*** Opening Material for this exercise ***
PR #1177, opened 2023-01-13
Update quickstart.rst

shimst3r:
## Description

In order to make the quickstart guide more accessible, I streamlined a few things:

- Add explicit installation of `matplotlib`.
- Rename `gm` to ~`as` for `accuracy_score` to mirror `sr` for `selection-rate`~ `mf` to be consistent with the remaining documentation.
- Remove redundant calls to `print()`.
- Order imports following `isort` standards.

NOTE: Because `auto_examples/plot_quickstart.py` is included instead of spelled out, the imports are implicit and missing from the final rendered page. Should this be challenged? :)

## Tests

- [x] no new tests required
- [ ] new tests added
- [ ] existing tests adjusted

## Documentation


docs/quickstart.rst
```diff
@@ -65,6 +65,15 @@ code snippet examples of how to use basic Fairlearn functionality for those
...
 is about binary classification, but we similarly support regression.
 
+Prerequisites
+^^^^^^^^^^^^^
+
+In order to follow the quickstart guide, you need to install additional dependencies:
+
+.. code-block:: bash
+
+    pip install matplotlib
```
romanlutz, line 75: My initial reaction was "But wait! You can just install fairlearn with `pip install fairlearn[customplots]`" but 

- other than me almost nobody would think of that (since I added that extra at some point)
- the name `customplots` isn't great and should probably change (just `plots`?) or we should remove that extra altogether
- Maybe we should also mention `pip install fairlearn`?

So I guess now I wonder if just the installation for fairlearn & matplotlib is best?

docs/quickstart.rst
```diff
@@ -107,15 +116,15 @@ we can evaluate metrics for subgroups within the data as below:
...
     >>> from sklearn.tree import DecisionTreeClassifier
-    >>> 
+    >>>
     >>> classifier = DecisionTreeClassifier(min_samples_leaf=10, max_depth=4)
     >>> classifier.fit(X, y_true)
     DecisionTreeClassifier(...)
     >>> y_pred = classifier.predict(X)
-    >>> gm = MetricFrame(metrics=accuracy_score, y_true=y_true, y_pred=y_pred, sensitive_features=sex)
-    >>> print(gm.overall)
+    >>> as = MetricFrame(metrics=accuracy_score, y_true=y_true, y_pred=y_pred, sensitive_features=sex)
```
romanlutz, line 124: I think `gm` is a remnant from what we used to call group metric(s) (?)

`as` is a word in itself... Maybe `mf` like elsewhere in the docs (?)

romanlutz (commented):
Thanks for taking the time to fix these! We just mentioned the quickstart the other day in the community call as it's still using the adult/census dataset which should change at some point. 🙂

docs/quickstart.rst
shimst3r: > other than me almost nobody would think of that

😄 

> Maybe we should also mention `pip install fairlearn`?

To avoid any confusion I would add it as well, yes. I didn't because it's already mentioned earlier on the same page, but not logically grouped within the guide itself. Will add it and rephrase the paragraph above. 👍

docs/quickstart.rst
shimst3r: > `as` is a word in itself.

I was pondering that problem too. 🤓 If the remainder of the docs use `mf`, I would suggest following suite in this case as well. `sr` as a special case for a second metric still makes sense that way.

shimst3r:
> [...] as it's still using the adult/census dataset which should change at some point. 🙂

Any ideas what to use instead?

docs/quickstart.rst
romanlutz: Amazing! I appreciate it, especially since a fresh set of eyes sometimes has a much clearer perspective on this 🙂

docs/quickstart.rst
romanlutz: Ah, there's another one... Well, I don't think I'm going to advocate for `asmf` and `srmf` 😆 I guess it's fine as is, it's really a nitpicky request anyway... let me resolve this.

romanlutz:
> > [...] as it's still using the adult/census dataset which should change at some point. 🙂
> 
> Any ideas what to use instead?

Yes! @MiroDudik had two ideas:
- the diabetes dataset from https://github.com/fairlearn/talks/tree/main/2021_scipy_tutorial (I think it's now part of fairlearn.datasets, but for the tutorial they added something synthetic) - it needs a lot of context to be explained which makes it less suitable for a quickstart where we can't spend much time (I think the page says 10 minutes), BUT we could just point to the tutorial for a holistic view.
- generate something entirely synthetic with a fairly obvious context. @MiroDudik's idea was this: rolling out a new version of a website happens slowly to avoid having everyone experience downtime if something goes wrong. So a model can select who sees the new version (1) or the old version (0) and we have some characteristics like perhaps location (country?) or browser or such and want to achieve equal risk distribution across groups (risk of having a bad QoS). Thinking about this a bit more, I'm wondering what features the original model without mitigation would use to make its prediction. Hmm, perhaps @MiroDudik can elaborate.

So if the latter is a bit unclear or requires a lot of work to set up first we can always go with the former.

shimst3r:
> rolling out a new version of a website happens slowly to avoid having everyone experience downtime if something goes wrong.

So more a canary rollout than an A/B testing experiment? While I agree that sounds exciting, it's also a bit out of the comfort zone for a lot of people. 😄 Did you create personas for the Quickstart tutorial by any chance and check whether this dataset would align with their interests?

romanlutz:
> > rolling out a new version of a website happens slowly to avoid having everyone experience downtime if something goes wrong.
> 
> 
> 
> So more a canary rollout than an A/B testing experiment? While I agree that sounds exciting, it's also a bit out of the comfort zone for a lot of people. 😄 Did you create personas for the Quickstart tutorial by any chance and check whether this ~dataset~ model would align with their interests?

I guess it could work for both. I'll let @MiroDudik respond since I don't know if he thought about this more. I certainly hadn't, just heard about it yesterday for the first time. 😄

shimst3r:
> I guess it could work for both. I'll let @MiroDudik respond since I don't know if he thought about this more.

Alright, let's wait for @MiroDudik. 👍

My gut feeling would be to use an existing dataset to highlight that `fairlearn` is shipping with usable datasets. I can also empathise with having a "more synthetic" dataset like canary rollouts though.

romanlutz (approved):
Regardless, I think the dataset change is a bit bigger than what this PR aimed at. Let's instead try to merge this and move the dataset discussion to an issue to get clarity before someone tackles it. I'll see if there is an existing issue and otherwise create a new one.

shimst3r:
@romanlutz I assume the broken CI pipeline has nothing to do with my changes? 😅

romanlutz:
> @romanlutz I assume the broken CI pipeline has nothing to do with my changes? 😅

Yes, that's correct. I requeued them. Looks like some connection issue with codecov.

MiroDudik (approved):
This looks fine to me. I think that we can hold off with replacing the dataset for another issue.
*** Closing Material for this exercise ***
*** Opening Material for this exercise ***
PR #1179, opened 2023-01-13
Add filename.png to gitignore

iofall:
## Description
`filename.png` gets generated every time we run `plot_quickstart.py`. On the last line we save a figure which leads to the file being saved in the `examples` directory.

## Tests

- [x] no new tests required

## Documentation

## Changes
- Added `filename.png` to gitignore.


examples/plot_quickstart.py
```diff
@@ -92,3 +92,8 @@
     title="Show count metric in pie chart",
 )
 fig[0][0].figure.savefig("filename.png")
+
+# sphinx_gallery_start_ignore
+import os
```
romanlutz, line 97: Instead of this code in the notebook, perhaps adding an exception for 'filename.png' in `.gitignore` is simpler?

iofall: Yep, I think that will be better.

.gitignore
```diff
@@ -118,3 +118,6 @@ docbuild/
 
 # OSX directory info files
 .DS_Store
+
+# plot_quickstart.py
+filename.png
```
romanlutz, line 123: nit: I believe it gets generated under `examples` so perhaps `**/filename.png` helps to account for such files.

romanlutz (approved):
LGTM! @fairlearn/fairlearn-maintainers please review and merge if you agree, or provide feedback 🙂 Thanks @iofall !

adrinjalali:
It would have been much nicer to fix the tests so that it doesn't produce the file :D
*** Closing Material for this exercise ***
*** Opening Material for this exercise ***
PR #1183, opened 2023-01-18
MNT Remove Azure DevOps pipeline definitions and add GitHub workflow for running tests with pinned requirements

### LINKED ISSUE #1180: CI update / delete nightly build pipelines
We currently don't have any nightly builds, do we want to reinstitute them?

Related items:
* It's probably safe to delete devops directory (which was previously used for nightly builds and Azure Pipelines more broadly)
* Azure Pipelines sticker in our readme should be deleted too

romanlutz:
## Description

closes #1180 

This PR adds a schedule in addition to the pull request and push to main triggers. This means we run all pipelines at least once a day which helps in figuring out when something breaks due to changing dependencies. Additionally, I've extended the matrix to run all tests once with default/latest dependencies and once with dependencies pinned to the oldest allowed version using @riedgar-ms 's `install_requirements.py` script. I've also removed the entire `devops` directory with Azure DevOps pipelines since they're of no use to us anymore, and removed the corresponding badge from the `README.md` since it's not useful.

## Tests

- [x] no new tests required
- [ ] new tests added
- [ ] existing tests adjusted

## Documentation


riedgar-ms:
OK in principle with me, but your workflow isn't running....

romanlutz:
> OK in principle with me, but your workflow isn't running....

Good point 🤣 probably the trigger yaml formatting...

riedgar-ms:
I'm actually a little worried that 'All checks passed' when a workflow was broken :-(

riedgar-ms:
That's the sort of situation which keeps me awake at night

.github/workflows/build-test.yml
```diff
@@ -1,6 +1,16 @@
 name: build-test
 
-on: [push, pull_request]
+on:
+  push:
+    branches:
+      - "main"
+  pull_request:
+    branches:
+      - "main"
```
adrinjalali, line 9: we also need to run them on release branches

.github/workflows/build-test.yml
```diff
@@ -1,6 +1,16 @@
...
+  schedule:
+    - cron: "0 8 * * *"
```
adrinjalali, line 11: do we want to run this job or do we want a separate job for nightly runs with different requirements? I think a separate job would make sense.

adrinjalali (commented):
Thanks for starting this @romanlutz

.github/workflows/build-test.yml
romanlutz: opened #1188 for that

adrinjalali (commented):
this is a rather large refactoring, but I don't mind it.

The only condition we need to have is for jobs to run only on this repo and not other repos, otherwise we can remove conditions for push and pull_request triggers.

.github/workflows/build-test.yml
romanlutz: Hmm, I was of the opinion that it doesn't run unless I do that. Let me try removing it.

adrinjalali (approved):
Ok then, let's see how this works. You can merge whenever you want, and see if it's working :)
*** Closing Material for this exercise ***
◆ **Try it**
Go through the data above and copy each line that holds the word "otherwise".

◆ **Exercise answer**
Regardless, I think the dataset change is a bit bigger than what this PR aimed at. Let's instead try to merge this and move the dataset discussion to an issue to get clarity before someone tackles it. I'll see if there is an existing issue and otherwise create a new one.
The only condition we need to have is for jobs to run only on this repo and not other repos, otherwise we can remove conditions for push and pull_request triggers.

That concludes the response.